If the DPF is full, just take it to the Chevy dealer and they can do a manual regen and it is about $250 and you will be back on the road again.


----------



## Chris Tobin (Feb 23, 2016)

gregbonat said:


> 158,799 mi on 2014 Cruze Diesel. CEL was on, but car was still running fine. Wife took car on out of state trip 800 mi. RT, ran great. Stopped about 40 miles from home to fill up diesel. Got about 5 miles down road and started to run rough and reduced power mode. Got on side of road and went into Limp Mode. Had to send roll back to bring it home. Now it says DPF full, Reduced Power. It looks like going to have to remove the DPF Have mechanical skills with tools, no scangauge 2 though; but not a mechanic. Is it very difficult to remove DPF? Was thinking along lines of sending it to DPF Cleaning to have filter and SCR cleaned thoroughly and put it back in. $600 vs ?1500 dealer dpf.
> Does anyone have info on diy removal of dpf and good photo or description of where it is and ease of removal? Think it is connected direct to turbo if I am looking at right thing. Only see three flange bolts from my view from bottom, but can't see what else I have to get to in order to get it out


Did she by chance misfuel the car? Sounds very suspicious that it started right after refueling. Remember not all stations use GREEN handles for Diesel, some use GREEN handles for Gasoline.
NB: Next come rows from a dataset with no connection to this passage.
PR #202, opened 2025-04-12
Minor stepper refactors and norm metrics fix 

suryadheeshjith:
- Fix the calculation of metrics for normalized data. We were still considering 0s at land.
- Renamed output types and moved them to output.py

### DIFF
--- a/src/ocean_emulators/aggregator/inference/main.py
+++ b/src/ocean_emulators/aggregator/inference/main.py
@@ -112,7 +112,7 @@ class InferenceEvaluatorAggregator:
             data.target,
             wet=self.wet,
             long_rollout=True,
-            input_type="target",
+            input_type="prognostic",
             num_prognostic_channels=self.num_prognostic_channels,
             hist=self.hist,
         )
@@ -120,7 +120,7 @@ class InferenceEvaluatorAggregator:
             data.prediction,
             wet=self.wet,
             long_rollout=True,
-            input_type="input",
+            input_type="prognostic",
             num_prognostic_channels=self.num_prognostic_channels,
             hist=self.hist,
         )
--- a/src/ocean_emulators/aggregator/inference/main.py
+++ b/src/ocean_emulators/aggregator/inference/main.py
@@ -5,12 +5,12 @@ import wandb
 import xarray as xr
 
 from ocean_emulators.utils.data import Normalize, get_norm_unnorm_dicts
-from ocean_emulators.utils.model import InfOutput, SingleTimeseriesOutput
+from ocean_emulators.utils.output import ModelInferenceOutput
 from ocean_emulators.utils.wandb import Metrics, MetricsDict
 
 from ..validate.reduced import MeanAggregator as OneStepMeanAggregator
-from .reduced import MeanAggregator, SingleTargetMeanAggregator
-from .time_mean import TimeMeanAggregator, TimeMeanEvaluatorAggregator
+from .reduced import MeanAggregator
+from .time_mean import TimeMeanEvaluatorAggregator
 
 
 class InferenceEvaluatorAggregator:
@@ -24,6 +24,7 @@ class InferenceEvaluatorAggregator:
         metadata: Dict[str, Dict[str, str]],
         hist: int,
         area_weights: torch.Tensor,
+        wet: torch.Tensor,
         num_prognostic_channels: int,
         record_step_20: bool = True,
         log_global_mean_time_series: bool = True,
@@ -37,6 +38,7 @@ class InferenceEvaluatorAggregator:
                 used in generating logged image captions.
             hist: Number of timesteps of history.
             area_weights: Area weights for the data.
+            wet: Wet mask for the data.
             num_prognostic_channels: Number of prognostic channels in the data.
             record_step_20: Whether to record the mean of the 20th steps.
             log_global_mean_time_series: Whether to log global mean time series metrics.
@@ -92,13 +94,14 @@ class InferenceEvaluatorAggregator:
         self._normalize = Normalize.get_instance()
         self.num_prognostic_channels = num_prognostic_channels
         self.hist = hist
+        self.wet = wet
 
     @property
     def log_time_series(self) -> bool:
         return self._log_time_series
 
     @torch.no_grad()
-    def record_batch(self, data: InfOutput):
+    def record_batch(self, data: ModelInferenceOutput):
         if len(data.prediction) == 0:
             raise ValueError("No prediction values in data")
         if len(data.target) == 0:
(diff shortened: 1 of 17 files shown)


src/ocean_emulators/aggregator/inference/main.py
```diff
@@ -217,147 +223,6 @@ def _get_inference_logs_slice(self, step_slice: slice):
         return to_inference_logs(logs)
 
 
-class InferenceAggregator:
```
suryadheeshjith, line 220: Removed this class since we are not using it anywhere. Might add it in the future if we do need it!

src/ocean_emulators/aggregator/train.py
```diff
@@ -15,7 +15,7 @@ def __init__(self):
         self._loss_per_channel = torch.tensor(torch.nan)
 
     @torch.no_grad()
-    def record_batch(self, batch: TrainOutput):
+    def record_batch(self, batch: TrainStepOutput):
```
jder: :sheep: these names make me think that this should be record_step taking `step: TrainStepOutput`? Or the type should be `TrainBatchOutput`?

src/ocean_emulators/utils/data.py
```diff
@@ -198,7 +199,9 @@ def get_norm_unnorm_dicts(
         data_reshaped = rearrange(data, "n (hi c) h w -> n hi c h w", hi=hist + 1)
 
     # Get normalized dict
-    data_dict = convert_tensor_out_to_dict(data_reshaped)
+    data_normalized = data_reshaped.clone()
```
jder, line 211: Why do we need the clone? I don't see any mutations to `data_normalized` or `data_reshaped`.

src/ocean_emulators/utils/data.py
```diff
@@ -198,7 +199,9 @@ def get_norm_unnorm_dicts(
...
+    data_normalized = torch.where(wet == 0, float("nan"), data_normalized)
```
jder, line 212: I'm a bit confused why this method needs to do this. It's converting from normalized-data to normalized-data-with-nans-for-land? Is this because this method is only intended to be used by aggregators that want to compute stats across wet cells? Would maybe be nice to try and distinguish that at a type level someday but maybe for now this method could be `get_norm_unnorm_analysis_dicts` or something? Not sure "analysis" is the right name.

src/ocean_emulators/eval.py
```diff
@@ -122,7 +125,9 @@ def __init__(self, cfg: EvalConfig) -> None:
         self.wet, self.wet_surface = extract_wet_mask(
             self.data, self.prognostic_var_names, cfg.data.hist
         )
-        wet_without_hist, _ = extract_wet_mask(self.data, self.prognostic_var_names, 0)
+        self.wet_without_hist, _ = extract_wet_mask(
+            self.data, self.prognostic_var_names, 0
+        )
```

If she was at an unfamiliar station and tired from a long road trip drive it would have been easy to misfuel and that sounds fairly likely in this scenario.

Rough running within miles of the refuel aligns with a misfuel as well...

I would consider testing the fuel... Possibly even a simple sniff test by removing the fuel cap and seeing if it smells like gas or diesel... Fortunately the HPFP on our Cruze's is much more robust than the one used on the VW TDIs and you might be able to get away with simply draining the gas and flushing the fuel system, changing the filter and refueling with no other damage...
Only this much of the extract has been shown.